Nicholas Blair Software Engineer

Outages Design Review

Here are slides from a design review I am presenting on Friday, October 28 2016:

Outages Design Review

This presentation is being given at the biweekly “Application Design Review Brown Bags” series, which is a community of practice at UW-Madison that gives IT professionals from across the university a chance to collaborate and share best practices.

There are three choices that we made during the outages that I’d like to highlight here.

Persistence implementation under an interface

Our first choice for persistence didn’t pan out. Since the initial persistence layer was guarded by an interface, we could quickly pivot to a different local persistence library in a really short amount of time with little disruption to the project. I expect switching to another implementation in the future to be just as straightforward.
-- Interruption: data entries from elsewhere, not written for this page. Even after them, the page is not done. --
PR #250, opened 2021-08-25
[BH-1137] Allow GraphQL to access relationship fields

ChrisWiegman:
## Description

This PR wires the relationship field to GraphQL.

There is only one UX change to this. Users can no longer create a relationship within a model to itself.

https://wpengine.atlassian.net/browse/BH-1137

## Testing

Create two models and add a relationship field to one of them. Add content to the related model and then establish a relationship between the two. In GraphQL IDE query the parent field as well as the nodes for the related field to see their content.


includes/content-registration/custom-post-types-registration.php
```diff
@@ -556,20 +560,96 @@ function graphql_data_is_private( bool $is_private, string $model_name, $post, $
...
+					$post,
+					$args,
+					$context,
+					$info
+				);
+
+				$resolver->set_query_arg(
+					'post__in',
+					$relationship_ids
+				);
```
nickcernis, line 601: I think we need to check if `$relationship_ids` is empty here. I'm seeing _all_ relationship table entries returned for a relationship field that has no relationships attached to it at the moment.

Adding this above `$resolver->set_query_arg` solves that issue for me:

```
				if ( count( $relationship_ids ) === 0 ) {
					return [];
				}
```

ChrisWiegman: Good catch! Fixed.

includes/settings/js/src/components/fields/RelationshipFields.jsx
```diff
@@ -46,12 +53,17 @@ const RelationshipFields = ({ register, data, editing, watch, errors }) => {
...
 							— {__("Choose a model", "atlas-content-modeler")} —
 						</option>
-						{modelsAlphabetical.map((model) => {
-							return (
-								<option key={model.slug} value={model.slug}>
-									{model.plural}
-								</option>
-							);
+						{modelsAlphabetical.map((relModel) => {
+							if (model !== relModel.slug) {
```
nickcernis, line 57: If we skip the current model, sites with only one model won't display anything in the “Choose Model” dropdown:

Screenshot 2021-09-02 at 09 14 21

And that field is required before you can save the relationship field:

Screenshot 2021-09-02 at 09 15 32

Some options to fix that:

- Hide the relationships field if a site only has one model (which may be confusing, and makes documentation harder).
- Let people create a relationship field and set the model later (We would need to adapt the field registration logic to not register connections if `reference` is empty, and the publisher app to not display the relationships field until the reference is set. I think this is going to be confusing for a developer who has added a field but does not see it in the publisher app or in GraphQL.)
- Let people create connections to the model. This used to work in an earlier commit to this PR, because I demoed it working at the last sprint demo (songs could relate to other songs). I've yet to dig into why it no longer works, but I think allowing like-to-like relationships would be the ideal scenario. There are a lot of scenarios where it will be useful: you might want a “teammates” relationship field with a one-to-many relationship between employees and other employees, for example.

I'm working on another PR but happy to revisit this if no-one else picks it up in that time.

mindctrl (dismissed):

includes/settings/js/src/components/fields/RelationshipFields.jsx
mindctrl: @nickcernis I reverted this change. It seems to be working for me. I'm sure it's possible to trigger a recursion issue somehow, but I don't think it's very likely.

nickcernis: Thanks, @mindctrl. It's working for me too, even for entries that include themselves in a relationship field.

@ChrisWiegman It looks like we can allow self-references unless there's something we've missed that you ran into. 🥳

nickcernis (approved):
This is looking good to me!

Thanks for the hard work here, @ChrisWiegman and for the fixes, @mindctrl.

includes/settings/js/src/components/fields/RelationshipFields.jsx
ChrisWiegman: When I was testing with self-references last week, creating one would break the GraphQL output. Perhaps another change has fixed that?

nickcernis: Thanks, Chris, I think you must be right. Or, at least, I can't reproduce broken output for self-referencing models now.

ChrisWiegman: In further testing this morning I can no longer reproduce. Let's call this one done.

mindctrl (approved):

Additionally - not removing the original persistence implementation when we added the new implementation was important. We could ship the release containing the new code without the necessary new configuration in place, and the application would run just fine. We could then experiment with the new configuration and easily rollback to the prior configuration without having to deploy a different release.

Every contribution is a release

We have a Jenkins job configured to participate in pull requests. After attempting to merge the branch, before running the build, it runs a gradle task to check that the version field has been updated using a Gradle plugin described in the post ‘Automating Release Management with Gradle and Jenkins’. If the version hasn’t been updated, the build fails.

Once passing, as soon as a pull request is merged, a release of the product is prepared automatically (see ‘Have Jenkins Tag your Releases’) and sent to the test environment. Developers don’t have to stop to prepare the release or think about manually deploying - it’s just done automatically.

Product Owner access to deployment pipeline

Allowing the Product Owner the ability to trigger deployments has been very successful. It’s often the case that by the time testing is complete and releases are scheduled, the development team has long since switched contexts to a different product in our portfolio. Having to steal capacity from another project’s time to perform production deployments is problematic.

What we’ve done for outages using the Jenkins Pipeline Plugin really avoids that resource capacity issue. We do this with confidence too, as rolling back to any prior version is just as easy and accessible to the product owner as well.

These three choices stand out in my opinion as patterns to follow in other current and future projects.